Only the lines holding the string "ericleich" are needed; copy each of them from the data.

[Dataset excerpts]
════════════════════
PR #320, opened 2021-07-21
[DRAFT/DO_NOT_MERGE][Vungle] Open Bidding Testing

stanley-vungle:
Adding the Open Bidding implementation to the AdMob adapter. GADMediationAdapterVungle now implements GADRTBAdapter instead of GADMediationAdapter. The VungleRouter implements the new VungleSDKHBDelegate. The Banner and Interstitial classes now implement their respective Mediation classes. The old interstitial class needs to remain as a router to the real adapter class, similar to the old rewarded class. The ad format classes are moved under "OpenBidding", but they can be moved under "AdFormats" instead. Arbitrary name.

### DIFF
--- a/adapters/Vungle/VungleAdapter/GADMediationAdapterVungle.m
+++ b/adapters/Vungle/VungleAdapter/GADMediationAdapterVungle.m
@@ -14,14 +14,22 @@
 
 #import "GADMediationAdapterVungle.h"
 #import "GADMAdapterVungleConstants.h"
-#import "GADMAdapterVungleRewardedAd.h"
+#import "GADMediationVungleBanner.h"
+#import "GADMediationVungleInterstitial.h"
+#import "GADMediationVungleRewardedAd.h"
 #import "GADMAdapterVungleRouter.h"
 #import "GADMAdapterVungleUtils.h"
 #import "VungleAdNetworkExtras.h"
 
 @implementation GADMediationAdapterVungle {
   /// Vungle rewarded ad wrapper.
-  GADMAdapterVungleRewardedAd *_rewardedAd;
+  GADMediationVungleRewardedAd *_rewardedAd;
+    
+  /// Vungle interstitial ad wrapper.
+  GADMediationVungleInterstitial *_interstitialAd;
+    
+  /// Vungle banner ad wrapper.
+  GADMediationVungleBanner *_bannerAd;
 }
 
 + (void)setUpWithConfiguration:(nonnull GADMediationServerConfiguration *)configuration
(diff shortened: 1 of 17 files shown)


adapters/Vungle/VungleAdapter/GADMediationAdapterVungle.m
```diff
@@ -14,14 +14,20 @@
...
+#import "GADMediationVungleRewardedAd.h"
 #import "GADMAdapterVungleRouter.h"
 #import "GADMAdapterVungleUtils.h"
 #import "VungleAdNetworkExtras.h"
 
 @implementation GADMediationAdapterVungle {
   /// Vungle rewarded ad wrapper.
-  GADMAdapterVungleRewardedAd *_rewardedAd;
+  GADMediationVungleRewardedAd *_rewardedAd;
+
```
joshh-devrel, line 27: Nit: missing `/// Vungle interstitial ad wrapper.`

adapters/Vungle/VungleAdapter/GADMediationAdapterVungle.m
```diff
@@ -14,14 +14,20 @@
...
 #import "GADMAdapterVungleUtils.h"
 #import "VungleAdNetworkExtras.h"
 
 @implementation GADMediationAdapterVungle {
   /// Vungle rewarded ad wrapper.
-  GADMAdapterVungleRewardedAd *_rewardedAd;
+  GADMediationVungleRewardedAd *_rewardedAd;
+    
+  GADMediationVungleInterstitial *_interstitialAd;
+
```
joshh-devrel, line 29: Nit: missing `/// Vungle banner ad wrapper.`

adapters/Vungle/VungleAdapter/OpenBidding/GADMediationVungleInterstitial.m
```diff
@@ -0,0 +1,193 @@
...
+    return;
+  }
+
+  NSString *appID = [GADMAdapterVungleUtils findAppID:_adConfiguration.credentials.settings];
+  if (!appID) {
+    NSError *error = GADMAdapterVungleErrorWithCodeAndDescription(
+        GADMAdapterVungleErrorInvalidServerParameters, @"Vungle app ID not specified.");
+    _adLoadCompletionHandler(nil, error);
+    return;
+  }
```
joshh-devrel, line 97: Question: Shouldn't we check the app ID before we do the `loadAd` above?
════════════════════
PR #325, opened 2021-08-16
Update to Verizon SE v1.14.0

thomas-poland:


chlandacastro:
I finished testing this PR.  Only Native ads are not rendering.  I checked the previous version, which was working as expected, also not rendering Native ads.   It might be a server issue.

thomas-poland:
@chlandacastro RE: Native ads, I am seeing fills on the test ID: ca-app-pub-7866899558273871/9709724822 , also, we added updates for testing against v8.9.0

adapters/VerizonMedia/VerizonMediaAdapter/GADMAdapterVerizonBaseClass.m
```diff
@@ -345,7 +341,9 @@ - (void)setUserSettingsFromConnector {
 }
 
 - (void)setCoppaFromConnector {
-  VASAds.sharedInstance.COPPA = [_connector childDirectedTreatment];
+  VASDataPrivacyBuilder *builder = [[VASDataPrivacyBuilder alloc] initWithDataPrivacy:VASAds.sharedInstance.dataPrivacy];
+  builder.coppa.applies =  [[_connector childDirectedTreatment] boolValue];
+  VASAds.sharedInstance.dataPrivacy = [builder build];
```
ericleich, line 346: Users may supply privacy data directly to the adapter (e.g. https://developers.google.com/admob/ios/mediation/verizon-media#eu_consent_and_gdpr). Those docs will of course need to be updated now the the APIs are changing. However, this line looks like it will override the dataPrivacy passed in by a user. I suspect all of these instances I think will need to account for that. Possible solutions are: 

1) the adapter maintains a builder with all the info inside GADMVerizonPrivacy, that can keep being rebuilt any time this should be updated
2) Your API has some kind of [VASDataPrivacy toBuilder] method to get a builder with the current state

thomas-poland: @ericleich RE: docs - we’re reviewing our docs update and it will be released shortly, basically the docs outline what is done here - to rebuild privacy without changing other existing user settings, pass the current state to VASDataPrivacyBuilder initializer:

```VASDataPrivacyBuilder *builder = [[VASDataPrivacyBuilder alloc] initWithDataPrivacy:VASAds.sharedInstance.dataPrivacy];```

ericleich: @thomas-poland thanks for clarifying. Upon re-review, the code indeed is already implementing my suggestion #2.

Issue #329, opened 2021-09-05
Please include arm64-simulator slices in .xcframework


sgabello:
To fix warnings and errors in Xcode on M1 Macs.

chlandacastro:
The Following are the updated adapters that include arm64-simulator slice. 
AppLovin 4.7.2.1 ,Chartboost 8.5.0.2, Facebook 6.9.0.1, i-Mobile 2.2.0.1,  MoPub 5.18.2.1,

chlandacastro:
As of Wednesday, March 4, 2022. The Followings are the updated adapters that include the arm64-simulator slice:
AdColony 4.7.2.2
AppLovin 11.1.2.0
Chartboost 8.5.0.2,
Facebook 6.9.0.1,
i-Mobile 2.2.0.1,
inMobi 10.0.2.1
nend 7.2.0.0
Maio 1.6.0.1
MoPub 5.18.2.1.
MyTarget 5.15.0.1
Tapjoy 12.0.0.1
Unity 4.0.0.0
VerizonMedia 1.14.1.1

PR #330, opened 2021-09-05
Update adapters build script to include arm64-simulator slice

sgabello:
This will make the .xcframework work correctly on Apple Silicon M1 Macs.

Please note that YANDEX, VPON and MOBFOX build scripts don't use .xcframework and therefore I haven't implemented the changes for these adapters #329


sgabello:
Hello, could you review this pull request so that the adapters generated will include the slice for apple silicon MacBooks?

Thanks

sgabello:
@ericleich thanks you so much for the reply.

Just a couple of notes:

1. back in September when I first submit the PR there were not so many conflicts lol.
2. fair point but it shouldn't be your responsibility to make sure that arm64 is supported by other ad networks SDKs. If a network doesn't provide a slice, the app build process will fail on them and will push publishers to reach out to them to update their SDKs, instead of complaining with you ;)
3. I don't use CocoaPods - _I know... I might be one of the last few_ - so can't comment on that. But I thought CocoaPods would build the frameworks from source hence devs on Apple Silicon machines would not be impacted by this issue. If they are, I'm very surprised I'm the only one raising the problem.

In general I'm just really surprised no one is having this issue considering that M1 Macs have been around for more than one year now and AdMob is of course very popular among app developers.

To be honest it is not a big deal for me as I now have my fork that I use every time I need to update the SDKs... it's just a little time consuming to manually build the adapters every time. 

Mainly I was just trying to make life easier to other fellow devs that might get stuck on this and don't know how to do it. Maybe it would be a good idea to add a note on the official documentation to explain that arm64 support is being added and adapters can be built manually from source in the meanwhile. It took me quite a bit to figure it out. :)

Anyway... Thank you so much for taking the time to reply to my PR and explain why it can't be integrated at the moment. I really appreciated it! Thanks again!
════════════════════
__WRITTEN RESPONSE__.
ericleich, line 346: Users may supply privacy data directly to the adapter (e.g. https://developers.google.com/admob/ios/mediation/verizon-media#eu_consent_and_gdpr). Those docs will of course need to be updated now the the APIs are changing. However, this line looks like it will override the dataPrivacy passed in by a user. I suspect all of these instances I think will need to account for that. Possible solutions are: 
thomas-poland: @ericleich RE: docs - we’re reviewing our docs update and it will be released shortly, basically the docs outline what is done here - to rebuild privacy without changing other existing user settings, pass the current state to VASDataPrivacyBuilder initializer:
ericleich: @thomas-poland thanks for clarifying. Upon re-review, the code indeed is already implementing my suggestion #2.
@ericleich thanks you so much for the reply.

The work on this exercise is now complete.